While no flight attendants have been permanently let go, the company is processing “a number of temporary layoffs,” Christophe Hennebelle, Transat AT’s vice-president of human resources and corporate affairs, said on Monday.

Hennebelle says the company cannot confirm total numbers before everyone has been informed, but that 128 flight attendants were told of the change last week.

In total, the airline said it now has about 1,700 active employees, down from 5,100 before the pandemic.

The airline attributed the decision to a lack of improving prospects for the industry amid Canada’s border closures and a dearth of support programs for airlines.

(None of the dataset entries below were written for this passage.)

PR #2463, opened 2024-10-02
Update deps and changelog

plorenz:


controller/raft/mesh/mesh.go
```diff
@@ -247,7 +247,7 @@ type impl struct {
 	closeNotify          chan struct{}
 	closed               atomic.Bool
 	raftAccepts          chan net.Conn
-	bindHandler          channel.BindHandler
+	bindHandler          concurrenz.AtomicValue[channel.BindHandler]
```
dovholuknf, line 250: are these changes expected? they are more than "devs and changelog"

plorenz: It's a 'just in case' thread safety fix. Didn't turn out to be the issue, but it's still the safe thing to do, so I left it in

dovholuknf (approved):

PR #2479, opened 2024-10-11
fixes #2478 legacy auth queries missing values

### LINKED ISSUE #2474: Enable Ext JWT Enrollment/Generic Trust Bootstrapping
When using external JWT signers to authenticate in SDK apps, it is currently not accessible to bootstrap trust with the controller or locate it. Much like CA-based enrollment, it would be nice to have a generic, controller-wide JWT that can be used to communicate the controller(s) hostname/IP and a method to verify it.

### LINKED ISSUE #2478: JWT signer secondary auth: not enough information to continue
if I set up an auth policy with JWT signer as secondary auth and authenticate with key/cert I get an api session (irrelevant field removed):
```
  "authQueries": [
    {
      "provider": "url",
      "typeId": "EXT-JWT"
    }
  ],
  "identityId": "JTR.7wXlT",

  "isMfaComplete": false,
  "isMfaRequired": false
}
```

1. `authQueries` does not give enough information to start OIDC authentication (url, clientId, claim, audience are needed) 
     maybe external signer id/name would be enough to do a lookup
1. should `isMfaRequired` be set? I think that's the case with TOTP secondary

andrewpmartinez:


controller/internal/routes/current_api_session_api_model.go
```diff
@@ -90,6 +90,9 @@ func MapApiSessionAuthQueriesToRestEntity(ae *env.AppEnv, rc *response.RequestCo
 			MinLength:  authQuery.MinLength,
 			Provider:   authQuery.Provider,
 			TypeID:     authQuery.TypeID,
```
ekoby, line 92: I don't see these fields populated in API session returned from `/authenticate?method=cert` call

qrkourier:
seems to at least partially resolve https://github.com/openziti/ziti/issues/2478

ekoby:
> seems to at least partially resolve #2478

#2474 seems like a wrong reference

controller/internal/routes/current_api_session_api_model.go
andrewpmartinez: That would be odd for legacy, specifically in this PR, because there are tests in this PR that ensure that it is the exact thing.

andrewpmartinez: I also added a set of OIDC value checks, and the values I put in seem to come out.

andrewpmartinez:
> > seems to at least partially resolve #2478
> 
> #2474 seems like a wrong reference

Fixed.

PR #2483, opened 2024-10-14
start nameserver only if tproxy mode; resolves #2482

### LINKED ISSUE #2482: router run command - improperly binds 127.0.0.1:53/udp when tunnel mode is not tproxy
Re: https://openziti.discourse.group/t/ziti-router-from-quickstart-conflicting-with-existing-local-dns-after-update/3233/8?u=qrkourier

`ziti router run` always attempts to bind 127.0.0.1:53, even when the tunnel mode is not tproxy. For deployments where the mode is not tproxy and the run-as user is not root, this results in an error log and has no obvious effect on the router operation.

```json
{
  "error": "dns server failed to start: listen udp 127.0.0.1:53: bind: permission denied",
  "file": "github.com/openziti/ziti/router/xgress_edge_tunnel/tunneler.go:75",
  "func": "github.com/openziti/ziti/router/xgress_edge_tunnel.(*tunneler).Start",
  "level": "error",
  "msg": "failed to start DNS resolver. using dummy resolver",
  "time": "2024-10-14T09:05:16.665Z"
}
```

However, when the router is run-as root it unnecessarily and successfully binds the listening UDP socket and prevents other PIDs on the host from also binding 0.0.0.0:53.

qrkourier:


qrkourier:
the same change is also needed for rdm mode: https://github.com/openziti/ziti/pull/2715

Transat is not the only company struggling. Air Canada and WestJet airlines combined have laid off or furloughed more than 30,000 employees since March as ridership has plummeted.

For Transat, the latest wave of temporary layoffs comes after all flight attendants were furloughed between April 1 and July 23, dropping the overall head count across the company to a low of 800 workers in May. Some employees have been receiving government wage subsidies while out of the active workforce, and some have been recalled only to be furloughed again.

“Since the beginning of the pandemic, we have been adjusting our staff levels to our forecasted capacity, sometimes calling employees back to work and sometimes unfortunately putting them on temporary layoff,” said Hennebelle.

The union says aviation workers will be holding a protest at Parliament at noon on Tuesday, demanding government support, including rapid COVID-19 screening at Canadian airports.

‘All of our information indicates that Air Transat’s resumption of activities in the summer and fall of 2020 was totally safe for passengers and staff. A rapid screening system that provides pre-boarding results would be a crucial addition for reviving the airline industry,” says Julie Roberts, the president of CUPE’s Air Transat component, in a statement.

“What we need is an efficient federal screening program.”